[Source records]
-- Opening Marker --
Issue #1039, opened 2015-02-20
Replace node.raise()/node.errors/NOT_IMPLEMENTED with virtual console logging


domenic:
Supercedes #304.

Now that we have the virtual console infrastructure, we should be emitting these kinds of non-fatal errors (CSS parsing errors, not-implemented functionality errors, etc.) there. I am thinking the event name would be `"jsdomError"` or `"jsdomWarning"` maybe.

domenic:
Oh and script errors should trigger window.onerror.

Issue #587, opened 2013-03-18
window.onerror


mikermcneil:
Does jsdom support `window.onerror`?  I've set window.onerror, but haven't been able to get it to fire.  Perhaps I'm going about this the wrong way?

Thanks!

Sebmaster:
@domenic Was this fixed by #1159?

domenic:
Oh, yes it was!

PR #1159, opened 2015-07-05
Better errors

domenic:
This PR is meant to mainly address #1039 and #587. It implements `window.onerror` (including its funky parameter stuff) and `ErrorEvent`, then uses that to catch all script errors, instead of using our current system of a non-standard `raise` method that sends things to `node.errors` or `document.errors` or whatever.

It then proceeds to use the virtual console for all other error cases currently handled by raise. This is done via a new virtual console event, `jsdomError`. In sum, the virtual console now receives `jsdomError`s in the following cases:

- Errors loading scripts when using `jsdom.env`'s `scripts` array
- Script execution errors that are not handled by a window `onerror` event handler that returns `true` or calls `event.preventDefault()`
- Calls to methods, like `window.alert`, which jsdom does not implement, but installs anyway for web compatibility.

Finally, since script errors are now handled in this way, they are removed from the initialization flow. This means that the callbacks for `env` now take a single error object, instead of an array of errors; hooray!! This part is definitely backward-incompatible, although some of the rest is probably too.

Besides code review, I'd really appreciate comments on some of the details of this virtual console stuff. /ccing @jeffcarp for that purpose in particular, but any jsdom users are welcome. Here are some of my questions.

- Is one event, jsdomError, good enough? Or should we split this into one event per way that it's used? (See https://github.com/tmpvar/jsdom/commit/279b21d2fe362bc69bfcd98e11d3175b948945b3#diff-04c6e90faac2675aa89e2176d2eec7d8R451) If we don't split it into multiple events, should we perhaps add a .code property or something?
- What do you think of the use of Error objects with .detail properties?
- Should we use this mechanism for all resource loading errors, and not just jsdom.env script loading? I tend to think "yes."
- Should we forward these errors to nonVirtualConsole.error or similar, when doing sendTo?
- Will this new setup, especially for jsdom.env, "hide" errors that previously were easy to spot? Not everyone sets up a virtual console... Maybe we should store jsdomErrors at least in the virtual console for later inspection?

(Re: Travis: the build passes locally; presumably it's the browser build that's broken. I'll look into that soon.)


jeffcarp:
Cool! Looks like a great improvement! :sunglasses:

tl;dr: Better understanding the way people are using the virtual console (or not using it) might give the best answers to these questions.

Thoughts on specific points:

> Is one event, jsdomError, good enough? Or should we split this into one event per way that it's used? (See 279b21d#diff-04c6e90faac2675aa89e2176d2eec7d8R451) If we don't split it into multiple events, should we perhaps add a .code property or something?

I'd advocate for keeping it one event. The ability to add one handler and be confident you're catching all possible jsdom errors sounds like the most useful option. If you have different types of errors that you have to listen for and jsdom adds a new type of error, you'll miss those errors until you add listeners for them. 

Adding a `.code` property may or may not be useful based on whether `jsdomError` will be consumed more by machines or by people.

> What do you think of the use of Error objects with .detail properties?

I'm not sure I understand this completely. The `.detail` property is the original Error object?

> Should we use this mechanism for all resource loading errors, and not just jsdom.env script loading? I tend to think "yes."

I'm :+1: on this. It seems like this follows what browsers do.

> Should we forward these errors to nonVirtualConsole.error or similar, when doing sendTo?

This sounds slightly magical to me, but I can't think of a better alternative.

This is kind of a crazy idea, but is there a strong case against simply using `VirtualConsole.error` instead of `VirtualConsole.jsdomError` entirely? That would get rid of this issue.

> Will this new setup, especially for jsdom.env, "hide" errors that previously were easy to spot? Not everyone sets up a virtual console... Maybe we should store jsdomErrors at least in the virtual console for later inspection?

Yes, the README currently does a good job of explaining the new way error handling works, but I foresee there still being some confusion if some errors are moved to the virtual console.

After giving it some thought, the new way seems more similar to the way errors would happen in browsers. You might get an indication from the page that something wasn't right, but you'd need to pop open the console to see the actual error. Also I could be :+1: on storing errors for later consumption, but can't think of a ton of use cases right now, so possibly YAGNI.

domenic:
Almost there... got the virtual console errors for all resource loads working. The browser failures are a bit concerning though, so they need to be fixed before this is ready to be reviewed.

domenic:
OK, this is ready for review @Sebmaster and @Joris-van-der-Wel! I tried to make the commits small and atomic.

domenic:
@Joris-van-der-Wel said LGTM in IRC :)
-- Closing Marker --
_TASK TO CARRY OUT:_
What belongs in the answer is each line of the data that has the word "people".

_ANSWER TO THE PROBLEM:_
tl;dr: Better understanding the way people are using the virtual console (or not using it) might give the best answers to these questions.
Adding a `.code` property may or may not be useful based on whether `jsdomError` will be consumed more by machines or by people.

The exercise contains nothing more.